Your answer must be the full set of records, repeated exactly.
□ □ □ □ □ □ □
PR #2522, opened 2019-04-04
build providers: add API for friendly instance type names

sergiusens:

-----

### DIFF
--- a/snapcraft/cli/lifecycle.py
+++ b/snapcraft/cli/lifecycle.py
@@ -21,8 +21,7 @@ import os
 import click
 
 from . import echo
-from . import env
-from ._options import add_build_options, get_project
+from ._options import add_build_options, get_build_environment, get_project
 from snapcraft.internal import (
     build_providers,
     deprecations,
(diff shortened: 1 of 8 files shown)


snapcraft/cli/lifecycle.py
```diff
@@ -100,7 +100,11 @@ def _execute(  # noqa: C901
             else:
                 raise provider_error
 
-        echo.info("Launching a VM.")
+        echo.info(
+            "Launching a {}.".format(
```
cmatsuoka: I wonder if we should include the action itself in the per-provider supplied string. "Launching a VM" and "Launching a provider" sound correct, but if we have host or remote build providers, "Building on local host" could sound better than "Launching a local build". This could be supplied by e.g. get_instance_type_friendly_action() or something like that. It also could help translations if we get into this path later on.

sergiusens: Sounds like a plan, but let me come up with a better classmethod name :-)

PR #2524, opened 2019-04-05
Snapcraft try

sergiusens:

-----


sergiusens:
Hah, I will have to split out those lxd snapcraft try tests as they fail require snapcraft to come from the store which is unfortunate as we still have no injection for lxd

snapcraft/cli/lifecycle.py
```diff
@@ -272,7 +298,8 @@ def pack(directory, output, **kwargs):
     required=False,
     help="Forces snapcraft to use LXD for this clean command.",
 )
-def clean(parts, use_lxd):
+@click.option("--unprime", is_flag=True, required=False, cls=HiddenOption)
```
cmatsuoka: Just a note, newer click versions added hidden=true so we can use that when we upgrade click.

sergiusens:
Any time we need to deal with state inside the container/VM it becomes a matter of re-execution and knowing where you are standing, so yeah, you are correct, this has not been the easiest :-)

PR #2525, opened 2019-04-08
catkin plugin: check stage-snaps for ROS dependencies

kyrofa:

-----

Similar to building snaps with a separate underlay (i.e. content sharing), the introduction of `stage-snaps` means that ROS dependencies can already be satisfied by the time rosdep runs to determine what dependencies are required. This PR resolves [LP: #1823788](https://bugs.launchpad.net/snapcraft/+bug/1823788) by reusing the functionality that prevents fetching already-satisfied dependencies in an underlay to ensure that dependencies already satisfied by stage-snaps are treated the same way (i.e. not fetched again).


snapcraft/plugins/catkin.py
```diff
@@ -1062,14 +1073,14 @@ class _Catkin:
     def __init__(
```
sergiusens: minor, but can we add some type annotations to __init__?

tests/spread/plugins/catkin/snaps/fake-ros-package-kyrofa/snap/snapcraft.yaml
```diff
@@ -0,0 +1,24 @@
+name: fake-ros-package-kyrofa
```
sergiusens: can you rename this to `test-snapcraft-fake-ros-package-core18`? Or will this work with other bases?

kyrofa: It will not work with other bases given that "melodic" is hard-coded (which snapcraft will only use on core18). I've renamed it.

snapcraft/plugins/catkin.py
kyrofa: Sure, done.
□ □ □ □ □ □ □
Reply
PR #2522, opened 2019-04-04
build providers: add API for friendly instance type names

sergiusens:

-----

### DIFF
--- a/snapcraft/cli/lifecycle.py
+++ b/snapcraft/cli/lifecycle.py
@@ -21,8 +21,7 @@ import os
 import click
 
 from . import echo
-from . import env
-from ._options import add_build_options, get_project
+from ._options import add_build_options, get_build_environment, get_project
 from snapcraft.internal import (
     build_providers,
     deprecations,
(diff shortened: 1 of 8 files shown)


snapcraft/cli/lifecycle.py
```diff
@@ -100,7 +100,11 @@ def _execute(  # noqa: C901
             else:
                 raise provider_error
 
-        echo.info("Launching a VM.")
+        echo.info(
+            "Launching a {}.".format(
```
cmatsuoka: I wonder if we should include the action itself in the per-provider supplied string. "Launching a VM" and "Launching a provider" sound correct, but if we have host or remote build providers, "Building on local host" could sound better than "Launching a local build". This could be supplied by e.g. get_instance_type_friendly_action() or something like that. It also could help translations if we get into this path later on.

sergiusens: Sounds like a plan, but let me come up with a better classmethod name :-)

PR #2524, opened 2019-04-05
Snapcraft try

sergiusens:

-----


sergiusens:
Hah, I will have to split out those lxd snapcraft try tests as they fail require snapcraft to come from the store which is unfortunate as we still have no injection for lxd

snapcraft/cli/lifecycle.py
```diff
@@ -272,7 +298,8 @@ def pack(directory, output, **kwargs):
     required=False,
     help="Forces snapcraft to use LXD for this clean command.",
 )
-def clean(parts, use_lxd):
+@click.option("--unprime", is_flag=True, required=False, cls=HiddenOption)
```
cmatsuoka: Just a note, newer click versions added hidden=true so we can use that when we upgrade click.

sergiusens:
Any time we need to deal with state inside the container/VM it becomes a matter of re-execution and knowing where you are standing, so yeah, you are correct, this has not been the easiest :-)

PR #2525, opened 2019-04-08
catkin plugin: check stage-snaps for ROS dependencies

kyrofa:

-----

Similar to building snaps with a separate underlay (i.e. content sharing), the introduction of `stage-snaps` means that ROS dependencies can already be satisfied by the time rosdep runs to determine what dependencies are required. This PR resolves [LP: #1823788](https://bugs.launchpad.net/snapcraft/+bug/1823788) by reusing the functionality that prevents fetching already-satisfied dependencies in an underlay to ensure that dependencies already satisfied by stage-snaps are treated the same way (i.e. not fetched again).


snapcraft/plugins/catkin.py
```diff
@@ -1062,14 +1073,14 @@ class _Catkin:
     def __init__(
```
sergiusens: minor, but can we add some type annotations to __init__?

tests/spread/plugins/catkin/snaps/fake-ros-package-kyrofa/snap/snapcraft.yaml
```diff
@@ -0,0 +1,24 @@
+name: fake-ros-package-kyrofa
```
sergiusens: can you rename this to `test-snapcraft-fake-ros-package-core18`? Or will this work with other bases?

kyrofa: It will not work with other bases given that "melodic" is hard-coded (which snapcraft will only use on core18). I've renamed it.

snapcraft/plugins/catkin.py
kyrofa: Sure, done.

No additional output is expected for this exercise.